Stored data
* * * * *
PR #33, opened 2020-09-25
Correct static scan issues

martinkennelly:


martinkennelly:

pkg/webhook/webhook.go
```diff
@@ -500,7 +500,7 @@ func MutateHandler(w http.ResponseWriter, req *http.Request) {
 			}
 
 			patch = createVolPatch(patch)
-			glog.Infof("patch after all mutations", patch)
+			glog.Infof("patch after all mutations: %v", patch)
```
* * * * *
• **How to complete this task**
Down to the last line, reproduce the entries above precisely.

• **Task response**
PR #33, opened 2020-09-25
Correct static scan issues

martinkennelly:


martinkennelly:

pkg/webhook/webhook.go
```diff
@@ -500,7 +500,7 @@ func MutateHandler(w http.ResponseWriter, req *http.Request) {
 			}
 
 			patch = createVolPatch(patch)
-			glog.Infof("patch after all mutations", patch)
+			glog.Infof("patch after all mutations: %v", patch)
```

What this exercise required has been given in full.